[Material to process]
PR #2939, opened 2024-09-23
feat: `add is-same-typed-array-like`

### LINKED ISSUE #2887: [RFC]: add `@stdlib/assert/is-same-typed-array-like`
### Description

This RFC proposes adding a new assertion package to test whether two arguments are both typed-array-like objects and have the same values.

Package: `@stdlib/assert/is-same-typed-array-like`
Alias: `isSameTypedArrayLike`

### Related Issues

No.

### Questions

No.

### Other

[`@stdlib/assert/is-same-array-like`](https://github.com/stdlib-js/stdlib/tree/cf8b445d3429b4b16db5ae99269f148482f11422/lib/node_modules/%40stdlib/assert/is-same-array-like) provides a reference implementation. One should only need to

- update descriptions
- use `is-typed-array-like`
- update tests
- update examples and documentation

### Checklist

adityacodes30:
Resolves #2887 

## Description

This pull request:

-   adds is-same-typed-array-like

## Related Issues

This pull request:

-   resolves #2887 

## Questions

No.

## Other

No.

## Checklist

* * *

@stdlib-js/reviewers

### DIFF
--- a/lib/node_modules/@stdlib/assert/is-same-typed-array-like/lib/main.js
+++ b/lib/node_modules/@stdlib/assert/is-same-typed-array-like/lib/main.js
@@ -31,7 +31,7 @@ var hasSameValues = require( '@stdlib/array/base/assert/has-same-values' );
 *
 * @param {*} v1 - first value
 * @param {*} v2 - second value
-* @returns {boolean} boolean result
+* @returns {boolean} boolean indicating if two arguments are both typed-array-like objects with the same values
 *
 * @example
 * var Int8Array = require( '@stdlib/array/int8' );
@@ -49,7 +49,7 @@ var hasSameValues = require( '@stdlib/array/base/assert/has-same-values' );
 *
 * var x = new Int8Array( [ 1.0, 2.0, 3.0 ] );
 * var y = new Int16Array( [ 1.0, 2.0, 4.0 ] );
-
+*
 * var out = isSameTypedArrayLike( x, y );
 * // returns false
 */
--- a/lib/node_modules/@stdlib/assert/is-same-typed-array-like/lib/main.js
+++ b/lib/node_modules/@stdlib/assert/is-same-typed-array-like/lib/main.js
@@ -36,6 +36,7 @@ var hasSameValues = require( '@stdlib/array/base/assert/has-same-values' );
 * @example
 * var Int8Array = require( '@stdlib/array/int8' );
 * var Int16Array = require( '@stdlib/array/int16' );
+*
 * var x = new Int8Array( [ 1.0, 2.0, 3.0 ] );
 * var y = new Int16Array( [ 1.0, 2.0, 3.0 ] );
 *
@@ -45,6 +46,7 @@ var hasSameValues = require( '@stdlib/array/base/assert/has-same-values' );
 * @example
 * var Int8Array = require( '@stdlib/array/int8' );
 * var Int16Array = require( '@stdlib/array/int16' );
+*
 * var x = new Int8Array( [ 1.0, 2.0, 3.0 ] );
 * var y = new Int16Array( [ 1.0, 2.0, 4.0 ] );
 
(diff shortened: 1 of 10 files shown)


lib/node_modules/@stdlib/assert/is-same-typed-array-like/test/test.js
```diff
@@ -0,0 +1,104 @@
...
+	var y;
+
+	x = new Int8Array( [ 1.0, 2.0, 3.0 ] );
+	t.strictEqual( isSameTypedArrayLike( x, x ), true, 'returns expected value' );
+
+	x = new Int8Array( [ 1.0, 2.0, 3.0 ] );
+	y = new Int16Array( [ 1.0, 2.0, 3.0 ] );
+	t.strictEqual( isSameTypedArrayLike( x, y ), true, 'returns expected value' );
+
+	x = new Int8Array( [ 1.0, 2.0, 3.0 ] );
```
Jaysukh-409, line 55: Test statement specified for condition when function return `true`. You should not include the test which return `false`.

lib/node_modules/@stdlib/assert/is-same-typed-array-like/test/test.js
```diff
@@ -0,0 +1,104 @@
...
+	t.strictEqual( isSameTypedArrayLike( x, y ), false, 'returns expected value' );
+
+	x = new Int8Array( [ 1.0, 2.0, 3.0 ] );
+	y = 'beep';
+	t.strictEqual( isSameTypedArrayLike( x, y ), false, 'returns expected value' );
+
+	t.end();
+});
+
+tape( 'the function returns `false` if not provided two typed-array-like objects having the same contents', function test( t ) {
```
Jaysukh-409, line 101: This test is wrong. You specified that 2 typed-array-like objects having not same content but example you provided isn't typed array. 
Instead you should add two different tests: 
1) When one of the value provided isn't typed array then return false 
2) When both value is typed array but not having same content then return false

adityacodes30: got it, let me refine the tests in the next commit , thank you !

lib/node_modules/@stdlib/assert/is-same-typed-array-like/lib/main.js
```diff
@@ -0,0 +1,64 @@
...
+/**
+* Tests if two arguments are both typed-array-like objects and have the same values.
+*
+* @param {*} v1 - first value
+* @param {*} v2 - second value
+* @returns {boolean} boolean result
+*
+* @example
+* var Int8Array = require( '@stdlib/array/int8' );
+* var Int16Array = require( '@stdlib/array/int16' );
```
Jaysukh-409, line 38: Put one empty line after Line 38 and Line 47 to maintain consistency in example with other files.

lib/node_modules/@stdlib/assert/is-same-typed-array-like/test/test.js
adityacodes30: I think the test might be correct because as in the statement , we are **not** providing 2 typed array like objects. ie we are providing values which are not typed-array-like but do have the same contents. I have added the 2 other categories of tests though

adityacodes30:
pr is ready to be reviewed @kgryte @Planeshifter . Thank You !

lib/node_modules/@stdlib/assert/is-same-typed-array-like/test/test.js
Jaysukh-409: This is not done yet. You need to create examples that follows test statement. You should remove this example from here.

adityacodes30: ah i created the new tests but guess forgot to remove that from there thanks for pointing it out

adityacodes30: done!

Planeshifter (approved):
Thanks @adityacodes30 for your PR and @Jaysukh-409 for initial review. Will merge shortly after having made some small edits.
[/Material to process]
What is required
The answer should contain only the lines from the first line of the entries through the line holding "This RFC proposes", each exactly as written.

Written answer
PR #2939, opened 2024-09-23
feat: `add is-same-typed-array-like`

### LINKED ISSUE #2887: [RFC]: add `@stdlib/assert/is-same-typed-array-like`
### Description

This RFC proposes adding a new assertion package to test whether two arguments are both typed-array-like objects and have the same values.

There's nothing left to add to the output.